Realizing the Embedded Growth of Large Li(2)O(2) Aggregations by Matching Different Metal Oxides for High‐Capacity and High‐Rate Lithium Oxygen Batteries

Large Li(2)O(2) aggregations can produce high‐capacity of lithium oxygen (Li‐O(2)) batteries, but the larger ones usually lead to less‐efficient contact between Li(2)O(2) and electrode materials. Herein, a hierarchical cathode architecture based on different discharge characteristics of α‐MnO(2) and Co(3)O(4) is constructed, which can enable the embedded growth of large Li(2)O(2) aggregations to solve this problem. Through experimental observations and first‐principle calculations, it is found that α‐MnO(2) nanorod tends to form uniform Li(2)O(2) particles due to its preferential Li(+) adsorption and similar LiO(2) adsorption energies of different crystal faces, whereas Co(3)O(4) nanosheet tends to simultaneously generate Li(2)O(2) film and Li(2)O(2) nanosheets due to its preferential O(2) adsorption and different LiO(2) adsorption energies of varied crystal faces.

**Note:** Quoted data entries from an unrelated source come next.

Issue #92, opened 2026-08-02
Kindle Previewer does not complete under launchd, so the upstream drift check is interactive-only


jloutsch:
Found immediately after #88 shipped, by running the installed agent rather than the script by hand.

## Measurement

Same machine, same script, same Previewer (3.106.0):

| Context | Elapsed | Result |
|---|---|---|
| run by hand | ~9-16s | `current` / `available` — correct |
| run by `launchd` | **100s** | hits the script's 90s ceiling → `unknown`, every time |

Kindle Previewer does not finish when a background agent launches it. Nothing appears on stderr or in the agent's stdout capture; the process simply sits until killed. The first time this happened it ran unbounded for minutes before I killed it by hand, which is what prompted the timeout in #90.

Most likely a GUI-session constraint on driving an Aqua application from a `launchd` agent, but that is a hypothesis — it has not been confirmed.

## Current state

The shipped plist sets `KFXGEN_DRIFT_SKIP_UPSTREAM=1`, so the scheduled job runs the offline half only and completes in ~2s instead of burning 90s to report `unknown`. The log records `upstream=skipped`, which is honest about what did and did not happen.

This is the right default: a check that can only ever return `unknown` is worse than no check, because it looks installed and healthy while reporting nothing — the failure shape this repo keeps finding (#76, #78, #79). Better to disable it visibly than to leave it running and useless.

The offline comparison is unaffected and remains the half that has actually caught drift (3.98.0 → 3.106.0).

## Worth trying

Untested, roughly in order of effort:

1. `LimitLoadToSessionType: Aqua` in the plist — the default for a LaunchAgent should already give a GUI session, so this may be a no-op, but it is cheap to rule out.
2. `launchctl asuser $UID` wrapping the Previewer invocation.
3. Check whether Previewer needs a window server connection even for `-log`, which would make it fundamentally undrivable from a background agent. If so, close this as won't-fix and keep the upstream check documented as interactive.
4. A different upstream signal entirely that does not require running Previewer — though #88 established there is no cached update state on disk, and `-update` installs rather than reports.

## Priority

Low. The scheduled job works and does the useful part; this is about recovering a secondary signal.

jloutsch:
## Option 1 ruled out: `LimitLoadToSessionType: Aqua` does not help

Time-boxed experiment, run against the live agent rather than in isolation:

1. Added `LimitLoadToSessionType = Aqua` to the installed plist
[...]

Issue #91, opened 2026-08-02
Previewer 3.106 emits YJ_symbols max_id 844; installed kfxlib knows 843


jloutsch:
Observed while re-baselining for the 3.98.0 → 3.106.0 drift (#88). Every decode of Previewer 3.106.0 output warns:

```
Import symbol table YJ_symbols version 10 max_id 844(+9=853) exceeds known table size 843(+9=852)
Unknown symbols: max_id=853
```

Amazon extended the shared `YJ_symbols` table by one entry. The installed `kfxlib` (20260520, KFX Input 2.33.0) predates it, so it decodes the file but cannot name the new symbol.

## Why this is separate from the drift itself

The drift diff found one new symbol, `$23`, in 3.106.0's prose output. That is a symbol Amazon *used*. This issue is about the symbol *table* growing — a different fact, and the one that suggests a newer KFX Input plugin may exist.

## Is anything broken?

No, and the reasons are worth stating rather than assuming:

- kfxgen writes its own fragments and never emits `$23`
- the vendored `kfxlib_minimal` decodes kfxgen's own output, which does not contain the new symbol
- tier-2 differential decode passes (43 tests) against 20260520
- the warning is emitted by upstream `kfxlib` decoding **Amazon's** output, not ours

So this is a watch item, not a defect.

## What to check

1. Whether a KFX Input newer than 2.33.0 / kfxlib 20260520 exists that knows symbol 844. If so, refresh `tests/fixtures/vendor/kfx_input_plugin.zip` and its version pin, and re-run tier-2.
2. Whether the new symbol matters to `kfxlib_minimal`'s audit table. Since kfxgen neither emits nor needs to parse it, probably not — but the audit table should reflect the current upstream surface rather than silently lag it.

## Priority

Low. Filed so the observation is not lost between the drift baselines and the vendored pin, which are maintained in different places and would each individually look fine.

jloutsch:
## Checked the GitHub mirror — it is behind, not ahead

`kluyg/calibre-kfx-input` describes itself as *"a GitHub mirror of John Howell's (jhowell) KFX Input Calibre plugin"* (GPL-3.0). It looked like a way to answer this issue's open question. It is not:

| | Version | kfxlib |
|---|---|---|
| mirror, latest commit `2025-07-29` | 2.25.0 | `20250519` |
| installed locally | **2.33.0** | **`20260520`** |

[...]

PR #98, opened 2026-08-07
feat: watch the calibre plugin index for a newer KFX Input (#91)

jloutsch:
Addresses the first action item in #91.

## Why

The vendored kfxlib pin and the drift baselines are maintained in different places, so each looks current on its own while the plugin that produced them has moved. Noticing a new KFX Input was a manual step nobody was scheduled to take.

The version ladder as measured today:

| | YJ symbols |
|---|---|
| `kfxlib_minimal` (ours) | 842 |
| upstream kfxlib 20260520 | 843 |
| Previewer 3.106.0 output | 844 |

## What it does

Compares the installed plugin against calibre's own plugin index — the same JSON its updater reads — and reports `current`, `available`, `unknown`, or `skipped`. It never installs.

**This one runs on the schedule**, unlike the Previewer probe disabled in #92. That probe fails under `launchd` because Kindle Previewer will not finish when a background agent launches it; fetching a file has no GUI dependency. That is the entire difference, and it is now written down next to both checks so the distinction survives.

Knobs: `KFXGEN_DRIFT_SKIP_PLUGIN_INDEX=1` disables it; `KFXGEN_PLUGIN_INDEX_URL` overrides the index.

## The bug worth reading

The first version produced a **false all-clear** — the "a newer plugin exists" case reported `current` — and only in the environment the schedule actually runs in.

`run_bounded`'s fallback watchdog backgrounds its command, and a background job in a non-interactive shell has stdin redirected from `/dev/null`. The Python was fed by heredoc, so it arrived empty, exited 0 having done nothing, and the check reported success. The fallback is only reached where `timeout` is absent — which is stock macOS. By hand, with Homebrew coreutils on `PATH`, it worked fine.

Fixed by passing the script with `python3 -c`. Documented in both the script and the README, since this is the same failure shape as #92: a check that looks installed and healthy while reporting nothing.

## Verification

All four states, in both environments — `timeout` present, and a bare `PATH` with `env -i`:

| index says | with `timeout` | minimal env |
|---|---|---|
| 2.33.0 (same) | exit 0, `current` | exit 0, `current` |
| 2.34.0 (newer) | exit 1, `available` | exit 1, `available` |
| unreachable | exit 0, `unknown` | exit 0, `unknown` |
| skip flag set | `skipped` | `skipped` |

A lower version in the index does not fire. Driving these states needs no release — `KFXGEN_PLUGIN_INDEX_URL` takes a local `file://` bz2.

As of today the index reports KFX Input **2.33.0**, matching both the committed pin and what is installed, so the check is quiet.

## Not included

The other findings from reviewing #91 — the 842/843 correction, and that `kfxgen` does emit `$23` contrary to the issue text — are posted as a comment there rather than changed here, since neither requires a code change.

### DIFF
--- a/CONTRIBUTING.md
+++ b/CONTRIBUTING.md
@@ -75,18 +75,19 @@ def test_nav_pane_renders_on_paperwhite():
 Composite categorization markers (`unit`, `integration`, `slow`, `benchmark`,
 `critical`) are orthogonal to tier — use them in addition, not instead.
 
-## Vendored kfxlib
+## The upstream kfxlib copy
 
 The tier-2 differential decode test (`tests/integration/test_kfxlib_diff.py`)
-compares output from our vendored `kfxlib_minimal` subset against Calibre's
+compares output from our trimmed `kfxlib_minimal` copy against Calibre's
 upstream `kfxlib` (jhowell's KFX Input plugin). That third-party plugin is
 **not redistributed in this repository**, and the reason is narrower than "the
 license forbids it": the `kfxlib` *source* inside it is marked GPL v3, which is
-the grant kfxgen already relies on to vendor a modified subset (see `NOTICE`).
-What is not redistributed is the *packaged plugin zip* — a third-party build
-artifact that ships with no `LICENSE` file and no package-level terms, so
-nothing states how it may be passed on. To run the tier-2 test, supply the zip
-locally at
+the grant kfxgen already relies on to include a modified copy of part of it
+(see `NOTICE`). What is not redistributed is the *packaged plugin zip* — a
+third-party build artifact that ships with no `LICENSE` file and no
+package-level terms, so nothing states how it may be passed on.
+
+To run the tier-2 test, supply the zip locally at
 `tests/fixtures/vendor/kfx_input_plugin.zip` using the procedure below; the
 test skips cleanly when the file is absent, so CI without it still passes.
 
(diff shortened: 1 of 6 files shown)


jloutsch:
## Verified under the real agent — and it failed twice first

The PR claimed "this one runs on the schedule." Running the installed `launchd` agent **before** merging showed it did not: `index=unknown` on every scheduled run, while working perfectly by hand. That is precisely the #92 failure shape, and it would have landed on `main` as a false claim.

### Root cause: the host, not launchd

`code.calibre-ebook.com` serves an **incomplete certificate chain** — no intermediate — so anything trusting only the OS store fails on it:

```
api.github.com                      http=200
example.com                         http=200
code.calibre-ebook.com/plugins/...  curl: (60) unable to get local issuer certificate
```

Two implementations died on this before the cause was clear:

1. `urllib` — blamed on Xcode's `/usr/bin/python3` having no CA bundle, which is true but wasn't the whole story
2. `curl` — same error, which is what ruled out the "python has no certs" theory

### The fix

calibre ships its own CA bundle; that is why its plugin updater can read an index `curl` cannot. The check now calls `calibre.utils.https.get_https_resource_securely` through `calibre-debug`, reading the index exactly as calibre does. calibre is guaranteed present wherever this script has anything to check.

### Now verified

Under the installed agent:

```
ok previewer=3.106 kfxlib=20260520 kfxinput=2.33.0
   (2 baseline(s) current, upstream=skipped, index=current)
```

Remaining states, by hand and in a bare-`PATH` environment:

| | result |
|---|---|
| index newer | exit 1, refresh instructions |
| index same / older | exit 0, `current` |
| unreachable | exit 0, `unknown` |
| calibre missing | exit 0, `unknown` |
| skip flag | `skipped` |

A `file://` URL bypasses the fetch, so none of this waits on a release.

The README now records both traps — the stdin one and the certificate one — and says plainly that a hand-run proves nothing about the schedule.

Thus, the composite cathode architecture in which Co(3)O(4) nanosheets are grown on α‐MnO(2) nanorods can exhibit extraordinary synergetic effects, i.e., α‐MnO(2) nanorods provide the initial nucleation sites for Li(2)O(2) deposition while Co(3)O(4) nanosheets provide dissolved LiO(2) to promote the subsequent growth of Li(2)O(2). Consequently, the composite cathode achieves the embedded growth of large Li(2)O(2) aggregations and thus exhibits significantly improved specific capacity, rate capability, and cyclic stability compared with the single metal oxide electrode.